SCRIPTURE: In those days John the Baptist came, preaching in the wilderness of Judea and saying, “Repent, for the kingdom of heaven has come near.” This is he who was spoken of through the prophet Isaiah: “A voice of one calling in the wilderness, ‘Prepare the way for the Lord, make straight paths for him.’” John’s clothes were made of camel’s hair, and he had a leather belt around his waist. His food was locusts and wild honey. John 3:1-4
THOUGHT: Like the best of preppers, John the Baptist knew how to live off the land and he liked to live off-grid. But, unlike modern preppers, he wasn’t caught up in saving his own life. He didn’t have time for everything else because he was focused on one thing: repentance, turning, coming back to God, cleaning up, right-living. Why? Because the kingdom of heaven had come near. A holy God-With-Us had arrived. First, his parents had told him stories of the otherworldly kind, then he had seen the truth with his own eyes.
When the kingdom of heaven draws that near, in the so-called “thin places” between heaven and earth, people are changed. John was changed, Zechariah and Elizabeth were changed. And that change flowed outward and forward. John’s message of cleaning up your life because God was near drew people away from the temple and the noisy city, out into the wilderness to experience a rebirth of faith in the kind of God for which they longed, but had given up on. A living God. Present. Near. Connected. Kind. Just. Holy.

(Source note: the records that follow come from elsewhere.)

PR #357, opened 2013-01-09
JSON support added to WebUI

tysonjh:
Accessing either the Worker or Master WebUI with a query parameter "?format=json" will yield a response with content-type "application/json" and a properly formatted JSON object.

### DIFF
--- a/project/SparkBuild.scala
+++ b/project/SparkBuild.scala
@@ -134,7 +134,6 @@ object SparkBuild extends Build {
       "cc.spray" % "spray-can" % "1.0-M2.1",
       "cc.spray" % "spray-server" % "1.0-M2.1",
       "cc.spray" %%  "spray-json" % "1.1.1",
-      "io.spray" %%  "spray-json" % "1.2.3",
       "org.apache.mesos" % "mesos" % "0.9.0-incubating"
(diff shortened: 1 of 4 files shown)


project/SparkBuild.scala
```diff
@@ -133,6 +133,8 @@ object SparkBuild extends Build {
       "colt" % "colt" % "1.2.0",
       "cc.spray" % "spray-can" % "1.0-M2.1",
       "cc.spray" % "spray-server" % "1.0-M2.1",
+      "cc.spray" %%  "spray-json" % "1.1.1",
+      "io.spray" %%  "spray-json" % "1.2.3",
```
mateiz: Why do you add both of these in here? If you want we can change Spray altogether to io.spray.

tysonjh: There is no need for both here, you are correct. 

Using io.spray would mean spray-server would be replaced with spray-routing. Currently they are on release 1.1-M7 which is a "double upgrade" for supporting new Scala (2.9.2/2.10) and Akka (2.0.4) versions so may be worth waiting for a stable release to make the change.

mateiz:
Cool, thanks! Looks like this doesn't show executor info but it's still useful.

tysonjh:
I'm adding support right now for the ExecutorRunner, JobDescription classes so we can add the list of running/finished executors.

PR #358, opened 2013-01-09
Retrieve jars to a flat directory so * can be used for the classpath.

stephenh:
This is somewhat trivial, but when doing "ps aux | grep java" to see what Spark processes were running, I noticed the classpath line is incredibly long.

Since JVM 6, the classpath arg can take "dir/*" and load all of the jars in that directory, which results in a much shorter command line in the ps output.

"dir/*" is not recursive though, so it requires changing Ivy to retrieve the jars in a flat manner.

I think this is a improvement, granted its minor, so understand if you're fine with the way things work now.


squito:
I agree that the really long classpath is a pain for "ps aux | grep java", so I'm in favor of the change.  (can't comment on the code in particular)

mateiz:
Interesting, didn't know this. It sounds good.

Maybe we can also set it up so that if you build with Maven, you only get their equivalent of the assembly JAR on the path (it's called spark-repl-shaded-something).

PR #359, opened 2013-01-09
Add file:// jars to the shell as well as the SparkContext.

stephenh:
It would be nice to handle non-file:// URIs, e.g. Hadoop URIs, as well, but I couldn't see how to do that off the top of my head.

I can look in to that more, if that is a requirement for merging the pull request.


mateiz:
Ah cool, this is an elegant solution. I think you can use Utils.downloadFile to fetch a HDFS or HTTP or FTP URL as well. Take a look at it.. it's what the addJar, etc files are fetched with on the worker nodes.

mateiz:
Sorry, it's actually called Utils.fetchFile.

stephenh:
Nice, thanks, fetchFile looks handy.

It wants a targetDir to put the fetched file in...trying to think what a good option for that is...java.io.tmp or . or something else. Also thinking that maybe it could skip targetDir and just return the tempFile directory.

What do you think?

stephenh:
Er, still not ready. Looks like post-addClasspath closures aren't getting shipped around.

mateiz:
Ah, too bad; did you ever find a way to make it work?

It might be because Spark's JavaSerializer or ClosureCleaner gets a reference to the ClassLoader at some point and assumes the classpath will not change.

stephenh:
Turns out each addClasspath call leads to the interpreter getting recreated, which was stopping the old class server and started a new class server, without informing the workers of the new port.

I fixed that by extracting/reusing the class server across interpreter instances:

https://github.com/stephenh/spark/compare/master...addjartoshell

This makes closures defined in the REPL work again...but now something else weird is going on, I'm getting ClassNotFoundExceptions for classes that are in the jar that I sc.addJar'd. Not sure why they aren't getting to the workers, given I call super.addJar and, AFAIK, didn't change anything.

We'll see; I'm still looking in to it.

stephenh:
Okay, I had to reorder the class loaders so that REPL lines that referenced addJar'd classes could see them.

I'm going to reopen the pull request, but I'd appreciate a thorough review/testing before being merged.

mateiz:
Hey Stephen,

So a few comments on this:
- When SparkContext.addJar is called in the REPL, warn the user that it will replay _all_ their commands so far, and give them a yes/no prompt to confirm whether they want to do this.
- Don't print the whole classpath each time, since it looks really daunting.
- Add a note to the addJar Scaladoc comment to warn about this behavior.

To be honest, because of the restart issue, I'm wondering whether it's better to just let users add the JARs one, statically, through some command-line options to spark-shell, and disable addJar in it. It's a little disappointing but it would be simpler to maintain.

stephenh:
> To be honest, because of the restart issue...

Yeah, I agree. This was not as simple as I thought it was going to be, especially with the replay commands.

I agree a separate environment variable sounds like a good idea, and then override addJar to be a no-opt that tells the spark-shell user to use that instead. ...or maybe does an addJar, but outputs a warning that the shell's classpath won't be affected.

I can work on this; ideas for the name of the environment variable (that would do shell.addClasspath as well as sc.addJar,  but only on init)? SPARK_SHELL_ADD_JAR? Or just ADD_JAR, so it'd be easy to type:

ADD_JAR=/home/blah/foo.jar ./spark/spark-shell

mateiz:
I would call it ADD_JARS and allow it to be a comma-separated list of JARs. Having no prefix is fine because it will make it clearer that this only works for the shell, similarly to MASTER. (It's a little odd that our shell takes parameters this way; it's mostly because any arguments are passed to spark.repl.Main, but it might be better to modify the latter to support our own arguments.)

PR #360, opened 2013-01-11
Changed CoGroupRDD's hash map from Scala to Java.

rxin:
Experiences with both Shark and GraphLab have shown that using the Java hashmap improved performance.

### DIFF
--- a/core/src/main/scala/spark/rdd/CoGroupedRDD.scala
+++ b/core/src/main/scala/spark/rdd/CoGroupedRDD.scala
@@ -1,8 +1,8 @@
 package spark.rdd
 
 import java.util.{HashMap => JHashMap}
+import scala.collection.JavaConversions
 import scala.collection.mutable.ArrayBuffer
-import scala.collection.JavaConversions._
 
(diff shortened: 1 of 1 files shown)


mateiz:
Yes it does, I think we replaced it in other places before. Are you sure that getOrElseUpdate is fast on this though? Maybe it would be better to do map.get / map.put.

rxin:
Yes - the Shark one uses get/put explicitly. Let me do that.

mateiz:
By the way, for these use cases where a table just grows, we may be even better off with fastutil's Object2ObjectOpenHashMap: http://fastutil.dsi.unimi.it/docs/it/unimi/dsi/fastutil/objects/Object2ObjectOpenHashMap.html. Might be fun to try sometime. It's an array-based map so it has much fewer objects.

rxin:
Done.

I will do the fastutil hashmap next time in a separate pull request.

mateiz:
Great, thanks. The fastutil thing would need testing anyway to make sure it's faster. And it might be best to jump straight to our own HashMap implementation anyway (using a single Array[Object] instead of the two that fastutil has for better cache locality).

PR #361, opened 2013-01-11
Merge Streaming into master

mateiz:


mateiz:
Alright, I've merged this now. Some of this code still needs to be reviewed more carefully, but this should make it easier to keep all our changes in sync.

PR #362, opened 2013-01-11
Add SparkContext.hadoopConfiguration

stephenh:
The hadoopConfiguration also pulls in any spark.hadoop.\* system properties and explicitly checks for the AWS creds for Hadoop's s3/s3n file systems (based on Shark's code).

I've been using this in our cluster to avoid using "s3n://user:pass@..."  style URLs, with the AWS creds being appended to the spark-env.sh file, and it's working well.


JoshRosen:
- A `JobConf` is also created in `PairRDDFunctions.saveAsHadoopFile()`, so we should probably use the default there, too.
- For consistency's sake, should we also add an optional `jobConf` argument to `RDD.saveAsObjectFile()` and `RDD.saveAsTextFile()`?  I noticed that this option was missing while trying to use a different HDFS block size in `saveAsTextFile()`.
- Before this pull request, default JobConf objects weren't shared across RDD transformations (each call created a fresh JobConf).  Is it safe to share the same JobConf instance across all RDD transformations?  Should we clone or copy the configuration before modifying it in those calls?  Or is there a reason why that would be overly defensive?

stephenh:
Hi Josh,
- I updated PairRDDFunctions.saveAsHadoopFile JobConf to use the default hadoopConfiguration, good call, thanks.
- For the optional jobConf params, I'm ambivalent--I haven't yet fully understood the method overloading approach for the various RDD methods (vs. having default parameters), so can't really comment. Maybe consider that as a separate change for now?
- I believe JobConfs are still not shared across RDD transformations--hadoopConfiguration itself is (after my latest tweak) not shared directly, but passed into new JobConfs/new Configurations each time, which leads to its contents being cloned (in the Configuration base class). So I think we should be okay.

mateiz:
Hi Stephen,

Thanks for doing this -- the approach seems pretty good, although I might like to eventually move all Spark configuration into some kind of "SparkConf" object that has a Hadoop configuration within it. But I think that shouldn't preclude us merging this.

The other thing I notice, though, is that this only deals with the "old Hadoop API" JobConf (the one in the org.apache.mapred package), and not the new API one (org.apache.hadoop.mapreduce). We have a few methods, such as SparkContext.newAPIHadoopFile and PairRDDFunctions.saveAsNewAPIHadoopFile, that can use the new API. Can you pass this configuration object to them as well when the user hasn't set one?

stephenh:
Hi Matei, sorry for the delay, just got behind last week.

I believe I addressed the newAPI methods as you had wanted, and then merged in the latest master.

Let me know if I missed something or misunderstood.

mateiz:
Great, thanks a lot! Merged it in now.

JoshRosen:
This broke a test in the JavaAPISuite:

```
[error] Test spark.JavaAPISuite.writeWithNewAPIHadoopFile failed: null
[error]     at spark.PairRDDFunctions.saveAsNewAPIHadoopFile(PairRDDFunctions.scala:497)
[error]     at spark.PairRDDFunctions.saveAsNewAPIHadoopFile(PairRDDFunctions.scala:497)
[error]     at spark.PairRDDFunctions.saveAsNewAPIHadoopFile(PairRDDFunctions.scala:497)
[...]
```

The latest commit introduced infinite recursion.

stephenh:
Er...okay, looking in to it.

stephenh:
Yeah, shoot, I was trusting the compiler too much to shunt to the method with the default job conf, should have a fix soon.

core/src/main/scala/spark/PairRDDFunctions.scala
```diff
@@ -494,7 +494,7 @@ class PairRDDFunctions[K: ClassManifest, V: ClassManifest](
       keyClass: Class[_],
       valueClass: Class[_],
       outputFormatClass: Class[_ <: NewOutputFormat[_, _]]) {
-    saveAsNewAPIHadoopFile(path, keyClass, valueClass, outputFormatClass, new Configuration)
+    saveAsNewAPIHadoopFile(path, keyClass, valueClass, outputFormatClass)
```
JoshRosen, line 497: This is the source of the infinite recursion.

JoshRosen, line 497: We can just delete this method, since its functionality is subsumed by the method with the default job conf.

stephenh, line 497: Cool, I was going to restore it to be conservative, but agreed that cutting down on the method overloads would be great. Opening a pull request...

I feel like there are many, many voices crying in the wilderness today. They say “Turn around. Clean up. God is drawing near.” Are we listening? Are we being changed? Is faith being reignited in our longings to see the living God – the one who promised he would return in the same way he left?
PRAYER: God, thank you for John the Baptizer, and others like him throughout the centuries who draw us to the wilderness with what is, perhaps, inconvenient truth. It is good news that Jesus will come back, but it calls us to repentance, turning, change, rebirth, and making things ready.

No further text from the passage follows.